EXCERPTED RECORDS:
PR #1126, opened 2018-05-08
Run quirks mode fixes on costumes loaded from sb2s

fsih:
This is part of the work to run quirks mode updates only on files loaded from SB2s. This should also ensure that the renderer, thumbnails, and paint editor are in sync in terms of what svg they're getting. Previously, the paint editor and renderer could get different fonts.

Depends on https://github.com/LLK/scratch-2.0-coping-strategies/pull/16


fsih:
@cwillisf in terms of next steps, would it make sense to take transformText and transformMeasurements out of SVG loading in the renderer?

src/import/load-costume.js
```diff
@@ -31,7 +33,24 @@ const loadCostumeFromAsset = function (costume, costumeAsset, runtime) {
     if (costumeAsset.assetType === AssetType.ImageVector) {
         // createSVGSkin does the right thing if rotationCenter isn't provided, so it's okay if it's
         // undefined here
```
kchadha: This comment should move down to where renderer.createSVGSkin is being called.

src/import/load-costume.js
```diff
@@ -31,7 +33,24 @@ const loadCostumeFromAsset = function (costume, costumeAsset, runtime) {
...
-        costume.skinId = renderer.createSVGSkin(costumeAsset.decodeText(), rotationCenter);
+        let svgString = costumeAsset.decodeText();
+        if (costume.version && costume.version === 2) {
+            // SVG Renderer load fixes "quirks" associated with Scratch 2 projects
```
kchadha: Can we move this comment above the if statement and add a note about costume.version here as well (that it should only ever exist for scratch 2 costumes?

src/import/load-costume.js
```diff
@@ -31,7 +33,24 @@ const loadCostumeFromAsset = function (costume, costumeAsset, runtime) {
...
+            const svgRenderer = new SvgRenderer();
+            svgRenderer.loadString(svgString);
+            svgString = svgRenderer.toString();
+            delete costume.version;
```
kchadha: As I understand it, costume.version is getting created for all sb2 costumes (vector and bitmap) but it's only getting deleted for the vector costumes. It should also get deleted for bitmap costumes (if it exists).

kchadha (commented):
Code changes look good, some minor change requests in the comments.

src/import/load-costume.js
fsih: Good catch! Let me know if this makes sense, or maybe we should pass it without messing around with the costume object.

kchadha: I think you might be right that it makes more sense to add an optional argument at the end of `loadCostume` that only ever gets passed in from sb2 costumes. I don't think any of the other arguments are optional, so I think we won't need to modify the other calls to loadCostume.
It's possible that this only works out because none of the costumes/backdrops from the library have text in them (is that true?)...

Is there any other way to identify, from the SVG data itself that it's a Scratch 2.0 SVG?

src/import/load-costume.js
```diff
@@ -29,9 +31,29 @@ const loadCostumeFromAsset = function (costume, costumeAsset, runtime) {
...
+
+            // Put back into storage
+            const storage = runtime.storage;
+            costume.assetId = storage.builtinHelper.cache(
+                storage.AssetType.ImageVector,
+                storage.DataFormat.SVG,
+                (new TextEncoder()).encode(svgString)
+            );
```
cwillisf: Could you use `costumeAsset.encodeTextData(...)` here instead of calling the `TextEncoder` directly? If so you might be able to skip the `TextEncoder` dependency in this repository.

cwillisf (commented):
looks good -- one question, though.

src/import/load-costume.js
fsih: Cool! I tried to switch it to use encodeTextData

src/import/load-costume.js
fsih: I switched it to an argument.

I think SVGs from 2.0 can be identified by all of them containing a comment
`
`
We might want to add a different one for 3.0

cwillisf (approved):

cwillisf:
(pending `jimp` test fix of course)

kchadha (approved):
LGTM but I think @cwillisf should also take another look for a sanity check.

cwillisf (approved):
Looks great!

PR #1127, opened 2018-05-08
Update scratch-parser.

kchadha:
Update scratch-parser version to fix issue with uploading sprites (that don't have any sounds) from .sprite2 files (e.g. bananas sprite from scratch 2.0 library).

==

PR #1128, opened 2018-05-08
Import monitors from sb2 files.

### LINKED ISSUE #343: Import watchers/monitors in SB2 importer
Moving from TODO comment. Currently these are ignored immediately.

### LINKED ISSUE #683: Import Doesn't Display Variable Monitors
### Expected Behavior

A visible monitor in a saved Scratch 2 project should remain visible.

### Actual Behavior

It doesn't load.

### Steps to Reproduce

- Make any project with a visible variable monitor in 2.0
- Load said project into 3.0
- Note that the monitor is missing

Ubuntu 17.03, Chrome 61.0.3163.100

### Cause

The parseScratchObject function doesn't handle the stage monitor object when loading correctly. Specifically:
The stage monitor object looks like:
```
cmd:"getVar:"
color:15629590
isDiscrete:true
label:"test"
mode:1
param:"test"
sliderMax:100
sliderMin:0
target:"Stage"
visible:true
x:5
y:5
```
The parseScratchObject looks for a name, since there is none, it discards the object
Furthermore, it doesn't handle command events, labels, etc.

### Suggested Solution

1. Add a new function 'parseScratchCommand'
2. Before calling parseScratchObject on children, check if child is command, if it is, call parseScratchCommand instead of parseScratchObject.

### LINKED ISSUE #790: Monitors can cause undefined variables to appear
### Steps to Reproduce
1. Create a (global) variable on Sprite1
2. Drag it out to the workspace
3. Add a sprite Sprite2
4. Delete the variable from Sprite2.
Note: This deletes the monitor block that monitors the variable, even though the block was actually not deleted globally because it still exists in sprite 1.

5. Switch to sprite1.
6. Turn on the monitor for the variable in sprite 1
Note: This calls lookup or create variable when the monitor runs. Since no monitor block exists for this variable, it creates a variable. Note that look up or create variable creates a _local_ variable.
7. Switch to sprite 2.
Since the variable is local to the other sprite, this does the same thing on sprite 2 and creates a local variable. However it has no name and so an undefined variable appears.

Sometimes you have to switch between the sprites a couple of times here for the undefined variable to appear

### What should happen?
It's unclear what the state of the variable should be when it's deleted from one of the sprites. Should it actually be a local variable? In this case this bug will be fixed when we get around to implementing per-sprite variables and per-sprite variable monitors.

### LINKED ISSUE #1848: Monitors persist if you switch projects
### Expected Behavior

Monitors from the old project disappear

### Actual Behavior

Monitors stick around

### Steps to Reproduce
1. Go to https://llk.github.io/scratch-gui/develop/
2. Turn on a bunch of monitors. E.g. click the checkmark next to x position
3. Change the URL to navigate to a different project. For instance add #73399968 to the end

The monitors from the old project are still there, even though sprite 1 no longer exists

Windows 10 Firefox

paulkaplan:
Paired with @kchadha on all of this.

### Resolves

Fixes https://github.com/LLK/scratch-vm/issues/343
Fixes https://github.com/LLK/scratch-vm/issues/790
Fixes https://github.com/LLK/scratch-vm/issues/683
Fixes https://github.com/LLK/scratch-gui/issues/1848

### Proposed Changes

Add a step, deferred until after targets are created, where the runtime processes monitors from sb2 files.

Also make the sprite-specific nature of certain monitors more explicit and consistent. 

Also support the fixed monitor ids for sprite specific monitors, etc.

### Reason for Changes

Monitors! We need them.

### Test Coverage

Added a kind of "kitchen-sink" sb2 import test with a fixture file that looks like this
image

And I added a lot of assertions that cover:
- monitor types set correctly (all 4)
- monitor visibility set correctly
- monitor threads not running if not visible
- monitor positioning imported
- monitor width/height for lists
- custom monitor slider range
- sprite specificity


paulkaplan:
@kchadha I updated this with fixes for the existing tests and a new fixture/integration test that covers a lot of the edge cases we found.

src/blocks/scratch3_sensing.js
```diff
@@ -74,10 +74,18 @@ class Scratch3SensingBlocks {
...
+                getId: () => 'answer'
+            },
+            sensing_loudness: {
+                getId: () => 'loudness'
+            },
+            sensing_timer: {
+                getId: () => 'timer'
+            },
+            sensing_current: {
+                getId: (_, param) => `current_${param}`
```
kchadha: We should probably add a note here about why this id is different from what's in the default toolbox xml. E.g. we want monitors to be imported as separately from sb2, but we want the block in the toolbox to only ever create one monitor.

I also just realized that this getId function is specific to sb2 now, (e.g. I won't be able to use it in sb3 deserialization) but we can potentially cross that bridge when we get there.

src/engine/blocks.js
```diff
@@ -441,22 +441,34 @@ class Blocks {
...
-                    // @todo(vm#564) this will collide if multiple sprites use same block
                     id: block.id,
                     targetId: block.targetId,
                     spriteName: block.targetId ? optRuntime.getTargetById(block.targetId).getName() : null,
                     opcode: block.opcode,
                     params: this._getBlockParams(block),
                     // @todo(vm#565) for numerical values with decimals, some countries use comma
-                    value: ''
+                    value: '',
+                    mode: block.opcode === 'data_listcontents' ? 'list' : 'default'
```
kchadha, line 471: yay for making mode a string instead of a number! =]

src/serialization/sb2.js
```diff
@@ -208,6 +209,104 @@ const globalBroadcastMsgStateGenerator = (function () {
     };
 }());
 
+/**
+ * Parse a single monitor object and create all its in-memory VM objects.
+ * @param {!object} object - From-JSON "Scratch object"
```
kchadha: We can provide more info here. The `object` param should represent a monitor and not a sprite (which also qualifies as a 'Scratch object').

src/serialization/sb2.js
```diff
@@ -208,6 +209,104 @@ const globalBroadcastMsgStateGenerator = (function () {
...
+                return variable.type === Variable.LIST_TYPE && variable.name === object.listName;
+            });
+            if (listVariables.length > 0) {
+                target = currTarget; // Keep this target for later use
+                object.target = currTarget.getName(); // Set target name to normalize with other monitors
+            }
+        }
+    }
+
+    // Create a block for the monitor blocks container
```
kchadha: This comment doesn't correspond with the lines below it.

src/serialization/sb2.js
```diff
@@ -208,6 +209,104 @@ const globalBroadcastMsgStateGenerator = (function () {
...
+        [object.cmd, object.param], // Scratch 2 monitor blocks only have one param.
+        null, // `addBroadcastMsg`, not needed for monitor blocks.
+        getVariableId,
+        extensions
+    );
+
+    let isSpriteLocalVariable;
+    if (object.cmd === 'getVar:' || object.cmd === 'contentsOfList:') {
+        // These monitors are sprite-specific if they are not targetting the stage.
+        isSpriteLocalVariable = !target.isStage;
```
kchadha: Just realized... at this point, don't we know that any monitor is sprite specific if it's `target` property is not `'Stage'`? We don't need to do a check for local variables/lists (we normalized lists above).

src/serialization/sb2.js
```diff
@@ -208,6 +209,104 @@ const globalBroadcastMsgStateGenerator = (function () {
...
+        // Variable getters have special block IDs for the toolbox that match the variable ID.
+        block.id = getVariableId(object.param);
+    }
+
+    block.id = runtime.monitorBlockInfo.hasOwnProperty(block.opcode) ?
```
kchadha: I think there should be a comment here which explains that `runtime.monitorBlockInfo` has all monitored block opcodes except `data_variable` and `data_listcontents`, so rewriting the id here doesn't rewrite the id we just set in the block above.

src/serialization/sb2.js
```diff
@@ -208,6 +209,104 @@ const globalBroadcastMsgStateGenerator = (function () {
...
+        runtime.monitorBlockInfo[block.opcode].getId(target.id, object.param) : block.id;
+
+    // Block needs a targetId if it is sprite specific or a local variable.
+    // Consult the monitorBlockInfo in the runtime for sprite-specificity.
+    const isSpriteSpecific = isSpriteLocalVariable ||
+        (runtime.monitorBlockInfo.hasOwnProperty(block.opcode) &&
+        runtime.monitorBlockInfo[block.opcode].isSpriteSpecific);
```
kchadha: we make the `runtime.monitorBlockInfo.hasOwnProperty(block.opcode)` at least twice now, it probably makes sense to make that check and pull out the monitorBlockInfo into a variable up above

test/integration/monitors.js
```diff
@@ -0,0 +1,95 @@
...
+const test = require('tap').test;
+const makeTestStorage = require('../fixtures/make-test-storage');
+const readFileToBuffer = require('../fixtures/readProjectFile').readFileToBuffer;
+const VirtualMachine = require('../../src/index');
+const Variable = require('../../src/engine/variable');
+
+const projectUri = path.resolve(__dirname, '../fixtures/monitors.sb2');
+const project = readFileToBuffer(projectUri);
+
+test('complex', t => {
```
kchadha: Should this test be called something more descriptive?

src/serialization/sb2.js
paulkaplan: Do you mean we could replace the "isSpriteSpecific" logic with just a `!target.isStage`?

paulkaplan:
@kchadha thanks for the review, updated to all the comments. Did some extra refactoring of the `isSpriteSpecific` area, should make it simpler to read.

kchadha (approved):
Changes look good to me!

ACTIVITY:
Find every line in the entries that includes the word "actually", then state how many there are and nothing else.

EXPECTED ANSWER:
2